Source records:
====

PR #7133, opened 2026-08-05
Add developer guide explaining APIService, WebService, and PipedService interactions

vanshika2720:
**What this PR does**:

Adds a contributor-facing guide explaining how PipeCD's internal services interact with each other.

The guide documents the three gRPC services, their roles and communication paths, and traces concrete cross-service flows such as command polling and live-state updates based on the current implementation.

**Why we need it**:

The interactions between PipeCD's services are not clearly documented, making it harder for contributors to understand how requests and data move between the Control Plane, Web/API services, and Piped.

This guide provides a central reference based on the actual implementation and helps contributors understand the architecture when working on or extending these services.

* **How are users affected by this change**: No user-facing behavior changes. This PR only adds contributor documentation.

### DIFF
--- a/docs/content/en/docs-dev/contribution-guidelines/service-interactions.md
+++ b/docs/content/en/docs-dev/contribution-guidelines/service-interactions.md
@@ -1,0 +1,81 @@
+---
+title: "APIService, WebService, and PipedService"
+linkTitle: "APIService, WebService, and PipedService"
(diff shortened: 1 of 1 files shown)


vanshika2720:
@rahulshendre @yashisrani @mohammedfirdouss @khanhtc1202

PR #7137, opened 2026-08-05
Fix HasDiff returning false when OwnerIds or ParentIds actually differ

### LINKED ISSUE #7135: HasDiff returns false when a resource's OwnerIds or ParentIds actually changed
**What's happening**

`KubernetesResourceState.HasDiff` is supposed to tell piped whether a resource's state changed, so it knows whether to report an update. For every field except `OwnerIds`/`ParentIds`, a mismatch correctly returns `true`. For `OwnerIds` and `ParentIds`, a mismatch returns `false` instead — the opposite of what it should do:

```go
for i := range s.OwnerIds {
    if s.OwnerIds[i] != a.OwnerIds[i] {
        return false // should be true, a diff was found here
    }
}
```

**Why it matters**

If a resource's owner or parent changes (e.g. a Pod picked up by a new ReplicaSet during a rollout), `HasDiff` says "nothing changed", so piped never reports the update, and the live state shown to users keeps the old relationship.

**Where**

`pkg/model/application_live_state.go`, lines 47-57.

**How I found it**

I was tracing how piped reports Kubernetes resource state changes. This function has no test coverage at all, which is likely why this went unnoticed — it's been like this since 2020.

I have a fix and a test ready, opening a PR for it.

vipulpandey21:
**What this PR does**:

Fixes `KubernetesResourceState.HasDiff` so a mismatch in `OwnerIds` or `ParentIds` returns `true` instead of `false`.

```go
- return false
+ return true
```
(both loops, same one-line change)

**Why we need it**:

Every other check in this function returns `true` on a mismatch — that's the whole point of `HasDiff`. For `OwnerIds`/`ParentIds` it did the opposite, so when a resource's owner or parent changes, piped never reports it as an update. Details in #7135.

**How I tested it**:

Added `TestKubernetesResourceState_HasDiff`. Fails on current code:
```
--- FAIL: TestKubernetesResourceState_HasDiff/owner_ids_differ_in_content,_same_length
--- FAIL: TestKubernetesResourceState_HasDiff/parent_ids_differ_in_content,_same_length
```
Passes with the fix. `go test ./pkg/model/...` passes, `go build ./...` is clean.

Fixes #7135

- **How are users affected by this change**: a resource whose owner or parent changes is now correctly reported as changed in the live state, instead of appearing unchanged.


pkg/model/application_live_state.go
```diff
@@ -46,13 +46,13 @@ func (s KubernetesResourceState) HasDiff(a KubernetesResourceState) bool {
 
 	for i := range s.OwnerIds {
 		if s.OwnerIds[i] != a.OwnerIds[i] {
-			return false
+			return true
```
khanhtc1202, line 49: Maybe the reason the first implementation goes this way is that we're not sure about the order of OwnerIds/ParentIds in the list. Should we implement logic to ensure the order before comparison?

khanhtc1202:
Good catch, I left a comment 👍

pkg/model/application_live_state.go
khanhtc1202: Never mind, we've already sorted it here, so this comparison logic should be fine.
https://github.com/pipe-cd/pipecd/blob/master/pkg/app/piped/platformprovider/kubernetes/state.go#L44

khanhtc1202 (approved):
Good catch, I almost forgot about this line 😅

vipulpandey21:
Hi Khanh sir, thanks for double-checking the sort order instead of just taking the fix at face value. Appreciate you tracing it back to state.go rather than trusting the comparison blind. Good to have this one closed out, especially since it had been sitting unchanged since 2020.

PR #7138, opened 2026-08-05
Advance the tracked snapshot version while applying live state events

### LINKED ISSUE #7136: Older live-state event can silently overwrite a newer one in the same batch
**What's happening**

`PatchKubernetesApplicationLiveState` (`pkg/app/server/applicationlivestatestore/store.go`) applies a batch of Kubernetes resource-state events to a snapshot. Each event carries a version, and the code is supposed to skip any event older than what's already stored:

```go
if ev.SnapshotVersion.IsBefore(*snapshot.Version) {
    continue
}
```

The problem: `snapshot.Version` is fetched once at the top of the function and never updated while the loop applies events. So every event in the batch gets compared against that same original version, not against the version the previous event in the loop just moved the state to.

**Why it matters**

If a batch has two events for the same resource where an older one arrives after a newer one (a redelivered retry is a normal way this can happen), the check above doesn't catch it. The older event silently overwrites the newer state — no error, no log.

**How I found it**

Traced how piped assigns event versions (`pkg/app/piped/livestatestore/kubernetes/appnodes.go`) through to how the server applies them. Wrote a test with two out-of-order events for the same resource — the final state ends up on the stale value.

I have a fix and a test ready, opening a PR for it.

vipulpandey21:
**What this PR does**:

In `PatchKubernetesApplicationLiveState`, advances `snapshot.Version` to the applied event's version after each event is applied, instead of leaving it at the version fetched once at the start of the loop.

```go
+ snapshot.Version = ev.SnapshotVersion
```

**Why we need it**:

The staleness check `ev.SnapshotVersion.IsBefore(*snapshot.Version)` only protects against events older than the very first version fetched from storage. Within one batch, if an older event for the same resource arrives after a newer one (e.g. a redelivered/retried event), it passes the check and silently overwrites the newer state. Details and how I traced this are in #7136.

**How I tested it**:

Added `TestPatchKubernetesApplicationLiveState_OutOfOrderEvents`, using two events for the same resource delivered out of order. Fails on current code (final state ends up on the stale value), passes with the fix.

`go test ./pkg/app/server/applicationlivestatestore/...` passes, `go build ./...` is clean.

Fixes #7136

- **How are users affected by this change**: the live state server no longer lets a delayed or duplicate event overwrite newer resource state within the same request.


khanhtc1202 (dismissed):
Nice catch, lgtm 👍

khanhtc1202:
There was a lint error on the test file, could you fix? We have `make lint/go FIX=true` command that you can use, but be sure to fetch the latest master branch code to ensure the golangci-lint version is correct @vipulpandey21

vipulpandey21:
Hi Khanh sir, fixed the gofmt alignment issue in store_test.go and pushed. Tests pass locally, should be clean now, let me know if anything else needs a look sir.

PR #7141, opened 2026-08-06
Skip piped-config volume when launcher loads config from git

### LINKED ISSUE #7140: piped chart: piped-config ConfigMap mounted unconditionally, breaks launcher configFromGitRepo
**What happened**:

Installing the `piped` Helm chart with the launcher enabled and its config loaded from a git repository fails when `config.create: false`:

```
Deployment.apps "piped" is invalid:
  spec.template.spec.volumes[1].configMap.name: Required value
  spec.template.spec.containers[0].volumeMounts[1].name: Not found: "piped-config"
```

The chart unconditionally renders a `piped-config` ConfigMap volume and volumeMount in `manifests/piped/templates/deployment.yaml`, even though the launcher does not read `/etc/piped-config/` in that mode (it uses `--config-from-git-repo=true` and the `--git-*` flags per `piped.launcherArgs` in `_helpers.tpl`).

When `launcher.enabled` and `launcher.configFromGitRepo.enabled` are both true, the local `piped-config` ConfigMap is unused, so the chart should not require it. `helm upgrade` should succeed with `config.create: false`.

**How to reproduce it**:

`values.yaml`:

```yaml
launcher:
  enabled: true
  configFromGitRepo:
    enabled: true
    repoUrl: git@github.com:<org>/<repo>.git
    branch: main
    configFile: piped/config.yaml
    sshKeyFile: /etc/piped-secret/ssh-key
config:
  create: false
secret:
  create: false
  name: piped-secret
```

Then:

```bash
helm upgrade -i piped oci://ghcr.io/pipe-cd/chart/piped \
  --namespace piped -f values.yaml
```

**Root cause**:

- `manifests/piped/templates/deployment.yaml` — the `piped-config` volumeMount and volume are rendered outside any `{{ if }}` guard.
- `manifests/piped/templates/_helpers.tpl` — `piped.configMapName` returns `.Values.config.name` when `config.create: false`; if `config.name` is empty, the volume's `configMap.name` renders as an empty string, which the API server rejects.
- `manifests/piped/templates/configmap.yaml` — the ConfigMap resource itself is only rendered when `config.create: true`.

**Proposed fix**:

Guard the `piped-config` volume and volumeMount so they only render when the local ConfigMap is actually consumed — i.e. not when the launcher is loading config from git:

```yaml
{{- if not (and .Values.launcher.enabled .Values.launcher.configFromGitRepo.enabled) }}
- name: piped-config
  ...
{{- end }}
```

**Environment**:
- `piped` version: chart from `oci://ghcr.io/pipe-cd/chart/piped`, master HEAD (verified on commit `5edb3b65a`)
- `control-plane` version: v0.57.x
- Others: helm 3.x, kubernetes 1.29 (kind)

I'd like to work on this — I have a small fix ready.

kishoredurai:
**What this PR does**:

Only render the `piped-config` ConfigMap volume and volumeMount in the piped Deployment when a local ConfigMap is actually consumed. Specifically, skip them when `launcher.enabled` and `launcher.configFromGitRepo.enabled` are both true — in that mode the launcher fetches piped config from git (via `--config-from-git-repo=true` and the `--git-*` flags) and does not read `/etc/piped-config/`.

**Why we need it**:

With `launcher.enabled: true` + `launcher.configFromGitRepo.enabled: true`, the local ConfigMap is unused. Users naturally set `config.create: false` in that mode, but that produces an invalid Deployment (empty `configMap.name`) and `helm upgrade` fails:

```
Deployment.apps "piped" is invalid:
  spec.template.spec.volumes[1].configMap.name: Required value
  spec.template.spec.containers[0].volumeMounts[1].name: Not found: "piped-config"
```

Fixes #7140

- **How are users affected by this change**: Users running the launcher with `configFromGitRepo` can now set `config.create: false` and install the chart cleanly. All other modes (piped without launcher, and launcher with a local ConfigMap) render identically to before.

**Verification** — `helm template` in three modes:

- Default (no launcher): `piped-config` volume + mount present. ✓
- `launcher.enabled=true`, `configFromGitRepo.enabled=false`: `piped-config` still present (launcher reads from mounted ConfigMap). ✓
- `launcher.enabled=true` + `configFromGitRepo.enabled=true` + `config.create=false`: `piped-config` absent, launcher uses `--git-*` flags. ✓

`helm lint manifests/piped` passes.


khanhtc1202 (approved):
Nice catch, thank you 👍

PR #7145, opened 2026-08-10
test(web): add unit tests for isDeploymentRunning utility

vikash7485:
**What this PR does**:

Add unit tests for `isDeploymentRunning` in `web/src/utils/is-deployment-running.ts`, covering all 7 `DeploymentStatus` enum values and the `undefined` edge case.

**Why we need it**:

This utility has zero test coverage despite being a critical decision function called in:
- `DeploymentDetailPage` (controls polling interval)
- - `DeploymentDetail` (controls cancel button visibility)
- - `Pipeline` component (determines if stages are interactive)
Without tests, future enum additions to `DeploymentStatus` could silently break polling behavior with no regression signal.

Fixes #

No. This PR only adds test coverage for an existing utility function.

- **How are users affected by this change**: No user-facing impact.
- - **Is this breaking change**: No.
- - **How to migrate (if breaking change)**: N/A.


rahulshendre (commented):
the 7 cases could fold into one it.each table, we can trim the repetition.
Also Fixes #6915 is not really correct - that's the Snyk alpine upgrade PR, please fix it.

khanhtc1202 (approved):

====

Instructions for the task: Return the entries above unchanged, starting at the first line and stopping after the line with "Adds a contributor-facing".

Solution below:
PR #7133, opened 2026-08-05
Add developer guide explaining APIService, WebService, and PipedService interactions

vanshika2720:
**What this PR does**:

Adds a contributor-facing guide explaining how PipeCD's internal services interact with each other.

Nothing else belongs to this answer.